# Are Wolves And Bobcats Discussing Morrison Swap?



## Ruff Draft (Nov 21, 2004)

> With trade rumors swirling as the 2008 NBA Draft approaches, the Timberwolves might be entertaining the idea of sending the third overall pick to the Bobcats for shooter Adam Morrison and the ninth selection, according to a report in The Pioneer Press.
> 
> Minnesota decided not to comment on the deal early Monday morning.


Via The Pioneer Press

NO!!!!!!


----------



## Avalanche (Nov 17, 2005)

yeah ive seen this too... ridiculous thought if they are even talking about it


----------



## Avalanche (Nov 17, 2005)

After looking a bit further into it, it looks like this is only being discussed if Lopez drops, so Mayo turns into Lopez/Ammo... still a long way to trade down for a guy like morrison IMO.

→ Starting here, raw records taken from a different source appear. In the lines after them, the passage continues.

PR #431, opened 2021-04-12
Retry db transactions on a serialization error

### LINKED ISSUE #435: Serialization error with postgres
## Summary
Indexer crashes due to a serialization error during a normal catchup.

## Urgency/Relative Priority
Medium

tolikzinovyev:
Closes #435.

### DIFF
--- a/idb/postgres/postgres.go
+++ b/idb/postgres/postgres.go
@@ -17,6 +17,7 @@ import (
 	"math/big"
 	"os"
 	"strings"
+	"sync"
 	"time"
 	"unicode/utf8"
 
@@ -113,6 +114,8 @@ type IndexerDb struct {
 	protoCache map[string]types.ConsensusParams
 
 	migration *migration.Migration
+
+	accountingLock sync.Mutex
 }
 
 func (db *IndexerDb) init() (err error) {
--- a/idb/postgres/postgres.go
+++ b/idb/postgres/postgres.go
@@ -836,6 +836,9 @@ func setDirtyAppLocalState(dirty []inmemAppLocalState, x inmemAppLocalState) []i
 }
 
 func (db *IndexerDb) commitRoundAccounting(updates idb.RoundUpdates, round uint64, blockPtr *types.Block) (err error) {
+	db.accountingLock.Lock()
+	defer db.accountingLock.Unlock()
+
 	any := false
 	tx, err := db.db.BeginTx(context.Background(), &serializable)
 	if err != nil {
--- a/idb/postgres/postgres.go
+++ b/idb/postgres/postgres.go
@@ -15,6 +15,7 @@ import (
 	"fmt"
 	"math"
 	"math/big"
+	"math/rand"
 	"os"
 	"strings"
 	"sync"
@@ -27,7 +28,7 @@ import (
 	atypes "github.com/algorand/go-algorand-sdk/types"
 
 	// Load the postgres sql.DB implementation
-	_ "github.com/lib/pq"
+	"github.com/lib/pq"
 	log "github.com/sirupsen/logrus"
 
 	models "github.com/algorand/indexer/api/generated/v2"
@@ -83,6 +84,30 @@ func openPostgres(db *sql.DB, opts *idb.IndexerDbOptions, logger *log.Logger) (p
 		err = pdb.init()
 	}
 	return
+}
+
+func txnWithRetry(f func() error) error {
+	maxDelay := time.Minute
+	delay := time.Millisecond
+
+	for {
+		err := f()
+
+		// If not serialization error.
+		var pqerr *pq.Error
+		if !errors.As(err, &pqerr) || (pqerr.Code != "40001") {
+			return err
+		}
+
+		fmt.Println("retrying transaction")
+		// Randomize delay to avoid conflicts.
+		time.Sleep(time.Duration(rand.Int63n(int64(delay))))
+
+		delay *= 2
+		if delay > maxDelay {
+			maxDelay = delay
+		}
+	}
 }
 
 // IndexerDb is an idb.IndexerDB implementation
@@ -188,8 +213,7 @@ func (db *IndexerDb) AddTransaction(round uint64, intra int, txtypeenum int, ass
 	return nil
 }
 
-// CommitBlock is part of idb.IndexerDB
-func (db *IndexerDb) CommitBlock(round uint64, timestamp int64, rewardslevel uint64, headerbytes []byte) error {
+func (db *IndexerDb) commitBlock(round uint64, timestamp int64, rewardslevel uint64, headerbytes []byte) error {
 	tx, err := db.db.BeginTx(context.Background(), &serializable)
 	if err != nil {
 		return fmt.Errorf("BeginTx %v", err)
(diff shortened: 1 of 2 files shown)


idb/postgres/postgres.go
```diff
@@ -85,6 +86,30 @@ func openPostgres(db *sql.DB, opts *idb.IndexerDbOptions, logger *log.Logger) (p
...
+			return err
+		}
+
+		fmt.Println("retrying transaction")
+		// Randomize delay to avoid conflicts.
+		time.Sleep(time.Duration(rand.Int63n(int64(delay))))
+
+		delay *= 2
+		if delay > maxDelay {
+			maxDelay = delay
```
winder, line 108: return serialize error when delay > maxDelay?

idb/postgres/postgres.go
```diff
@@ -85,6 +86,30 @@ func openPostgres(db *sql.DB, opts *idb.IndexerDbOptions, logger *log.Logger) (p
...
 
+func txnWithRetry(f func() error) error {
+	maxDelay := time.Minute
+	delay := time.Millisecond
+
+	for {
+		err := f()
+
+		// If not serialization error.
+		var pqerr *pq.Error
```
winder, line 97: Is there any alternative to exposing pq here? As discussed we probably should replace this library and this makes it a little more difficult.

idb/postgres/postgres.go
```diff
@@ -268,12 +292,19 @@ func (db *IndexerDb) CommitBlock(round uint64, timestamp int64, rewardslevel uin
...
+
+// CommitBlock is part of idb.IndexerDB
+func (db *IndexerDb) CommitBlock(round uint64, timestamp int64, rewardslevel uint64, headerbytes []byte) error {
+	f := func() error {
+		return db.commitBlock(round, timestamp, rewardslevel, headerbytes)
+	}
+	err := txnWithRetry(f)
+
 	db.txrows = nil
 	db.txprows = nil
```
winder, line 306: Why not put these into `commitBlock` so that you can return txnWithRetry like the other wrapper?

idb/postgres/postgres.go
```diff
@@ -85,6 +86,30 @@ func openPostgres(db *sql.DB, opts *idb.IndexerDbOptions, logger *log.Logger) (p
...
+
+		// If not serialization error.
+		var pqerr *pq.Error
+		if !errors.As(err, &pqerr) || (pqerr.Code != "40001") {
+			return err
+		}
+
+		fmt.Println("retrying transaction")
+		// Randomize delay to avoid conflicts.
+		time.Sleep(time.Duration(rand.Int63n(int64(delay))))
```
winder, line 104: Not sure we need a delay, do both transactions fail? I would think the other had to succeed in order for this one to fail.

winder (commented):
Looks nice.

idb/postgres/postgres.go
```diff
@@ -85,6 +86,30 @@ func openPostgres(db *sql.DB, opts *idb.IndexerDbOptions, logger *log.Logger) (p
...
+	for {
+		err := f()
+
+		// If not serialization error.
+		var pqerr *pq.Error
+		if !errors.As(err, &pqerr) || (pqerr.Code != "40001") {
+			return err
+		}
+
+		fmt.Println("retrying transaction")
```
winder, line 102: Use the log

idb/postgres/postgres.go
winder: and why delay *= 2?

tolikzinovyev: You probably right, we don't need a delay.

idb/postgres/postgres.go
tolikzinovyev: I don't want to modify state in a function that might be repeated.

idb/postgres/postgres.go
tolikzinovyev: this was for debugging

idb/postgres/postgres.go
tolikzinovyev: I think the only alternative is too compare the error message. Not pretty.

winder:
I think you were right to leave mutex to begin with. Lets leave the old migrations alone, the next time we add a blocking migration we can safely remove the mutex.

tolikzinovyev:
Ok :)

tolikzinovyev:
@winder LGTY?

idb/postgres/postgres.go
```diff
@@ -85,6 +85,21 @@ func openPostgres(db *sql.DB, opts *idb.IndexerDbOptions, logger *log.Logger) (p
 	return
 }
 
+// A helper function that retries the function `f` in case the database transaction in it
+// fails due to a serialization error. `f` must return an error which contains the error returned
+// by sql.Tx.Commit(). The easiest way is to just return the result of sql.Tx.Commit().
+func txnWithRetry(f func() error) error {
+	for {
+		err := f()
+
```
winder, line 94: We should write a log message indicating that we had to retry, and maybe  return the number of attempts it took to commit.

winder (changes requested):
Have you reproduced a problem where this happens and verify that it is fixed?

With earlier builds, I was able to reproduce the serialization error with multiple indexers in sandbox. You can start a 2nd instance like this:
```
diff --git a/docker-compose.yml b/docker-compose.yml
index cbf6a83..94a8246 100644
--- a/docker-compose.yml
+++ b/docker-compose.yml
@@ -43,6 +43,29 @@ services:
       - indexer-db
       - algod
 
+  indexer2:
+    container_name: "algorand-sandbox-indexer2"
+    build:
+      context: .
+      dockerfile: ./images/indexer/Dockerfile
+      args:
+        URL: "${INDEXER_URL}"
+        BRANCH: "${INDEXER_BRANCH}"
+        SHA: "${INDEXER_SHA}"
+    ports:
+      - 8981:8981
+    restart: unless-stopped
+    environment:
+      DISABLED: "${INDEXER_DISABLED}"
+      PORT: "8981"
+      SNAPSHOT: ""
+      CONNECTION_STRING: "host=indexer-db port=5432 user=algorand password=algorand dbname=indexer_db sslmode=disable"
+      ALGOD_ADDR: "algod:4001"
+      ALGOD_TOKEN: "aaaaaaaaaaaaaaaaaaaaaaaaaaaaaaaaaaaaaaaaaaaaaaaaaaaaaaaaaaaaaaaa"
+    depends_on:
+      - indexer-db
+      - algod
+
   indexer-db:
     image: "postgres:13-alpine"
     container_name: "algorand-sandbox-postgres"
diff --git a/sandbox b/sandbox
index d9c04fd..d2f8c21 100755
--- a/sandbox
+++ b/sandbox
@@ -292,6 +292,11 @@ sandbox () {
         dc exec indexer /bin/bash
         return
         ;;
+      indexer2)
+        statusline "Entering /bin/bash session in the indexer2 container..."
+        dc exec indexer2 /bin/bash
+        return
+        ;;
       indexer-db)
         statusline "Entering /bin/bash session in the indexer-db container..."
         dc exec indexer-db /bin/bash
```

tolikzinovyev:
@winder my two DBs have fully caught up but still no success in reproducing the behavior. I think we should just merge this.

brianolson:
I'm surprised that 'serialization error' is an ephemeral thing that goes away if we try again. Isn't that the error we got from things that PostgreSQL's version of JSON couldn't understand?
Otherwise this looks like fine retry logic that's fair to add.

PR #433, opened 2021-04-12
fetcher: protect `err` with a mutex

tolikzinovyev:


winder (approved):
Probably unlikely to happen, but definitely correct to have. Thanks.

PR #454, opened 2021-04-20
Hotfix/2.3.3

winder:
**FOR REVIEW ONLY DO NOT MERGE**

## Summary

This is a fix for the testnet failure to fetch 13527623, 13527623 and 13527806

## Test Plan

Verified that the 3 rounds are now returned.

### DIFF
--- a/api/converter_utils.go
+++ b/api/converter_utils.go
@@ -420,10 +420,13 @@ func txnRowToTransaction(row idb.TxnRow) (generated.Transaction, error) {
 		d := make([]generated.AccountStateDelta, 0)
 		for _, k := range keys {
 			v := stxn.ApplyData.EvalDelta.LocalDeltas[k.key]
-			d = append(d, generated.AccountStateDelta{
-				Address: k.address.String(),
-				Delta:   *(stateDeltaToStateDelta(v)),
-			})
+			delta := stateDeltaToStateDelta(v)
+			if delta != nil {
+				d = append(d, generated.AccountStateDelta{
+					Address: k.address.String(),
+					Delta:   *delta,
+				})
+			}
 		}
 		localStateDelta = &d
 	}


api/converter_utils.go
```diff
@@ -420,10 +420,13 @@ func txnRowToTransaction(row idb.TxnRow) (generated.Transaction, error) {
 		d := make([]generated.AccountStateDelta, 0)
 		for _, k := range keys {
 			v := stxn.ApplyData.EvalDelta.LocalDeltas[k.key]
```
winder, line 422: For this round there were no deltas for the sender. Because this is added implicitly we were crashing when it gets dereferenced.

algorandskiy:
The fix is good, the situation when the sender gets empty delta - I'll double check if it happens only on key removal.

onetechnical:
Should this target 'master', not 'develop'?

winder:
@algojohnlee yes. I created the branch with `git flow hotfix start 2.3.3`. PRs probably default to develop, `git flow hotfix finish` should do the right thing.

winder:
@algorandskiy it might just be indexer making incorrect assumptions about how to use this data. A few lines above the change I implicitly add the sender with an implicit 0 key. Is that correct? The other keys are regular values.

algorandskiy (approved):
this empty delta exist in both original 2.4.1 and new version.
so the fix is necessary but it needs to be consistent with block delta:
```
        "dt": {
          "ld": {
            "0": {},
            "1": {
              "Status": {
                "at": 1,
                "bs": "Unconfirmed"
              },
              "VoteState": {
                "at": 1,
                "bs": "Add"
              },
              "Votes": {
                "at": 2,
                "ui": 1
              }
            }
          }
        },
```
It is up to FDE but we might want to preserve empty sender delta as delta in the block.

and i really hope mchale doesnt make the move if he wants love @ 9


----------



## scapegoat (Feb 20, 2004)

if minnesota likes foye and mccants enough, there's no reason not to drop down and pick up a guy that can help jefferson (lopez or hibbert). maybe we should take this as a sign that the wolves want to run. that's the only way that i can see morrison succeeding.


----------



## Avalanche (Nov 17, 2005)

Definately wouldnt be Hibbert.. hes projected anywhere from 15-30 now


----------



## luther (Nov 2, 2007)

I like Morrison, and do think he got a bad rap from a lot of people around here (not in the Wolves forum, so much as BBF in general)--funny, considering he didn't actually play and have a chance to show any improvement. He was about what I'd have expected him to be as a rookie, and I do think he'll be better still as he keeps at it. That said, though, I am not a big fan of that trade. Morrison isn't the kind of outside shooter we need on our team, but is more of a scorer who can get hot--often from inside the arc. And what's more, we drafted Corey Brewer at the SF slot last year, still have McCants and purportedly want to re-sign Gomes. Morrison would just cloud things up without really filling any needs. If we were to trade down, I'd rather we get some defensive-minded, energetic center out of it (and then take a PG with that lower pick).


----------



## The Solution (Jan 2, 2008)

luther said:


> I like Morrison, and do think he got a bad rap from a lot of people around here (not in the Wolves forum, so much as BBF in general)--funny, considering he didn't actually play and have a chance to show any improvement. He was about what I'd have expected him to be as a rookie, and I do think he'll be better still as he keeps at it. That said, though, I am not a big fan of that trade. Morrison isn't the kind of outside shooter we need on our team, but is more of a scorer who can get hot--often from inside the arc. And what's more, we drafted Corey Brewer at the SF slot last year, still have McCants and purportedly want to re-sign Gomes. Morrison would just cloud things up without really filling any needs. If we were to trade down, I'd rather we get some defensive-minded, energetic center out of it (and then take a PG with that lower pick).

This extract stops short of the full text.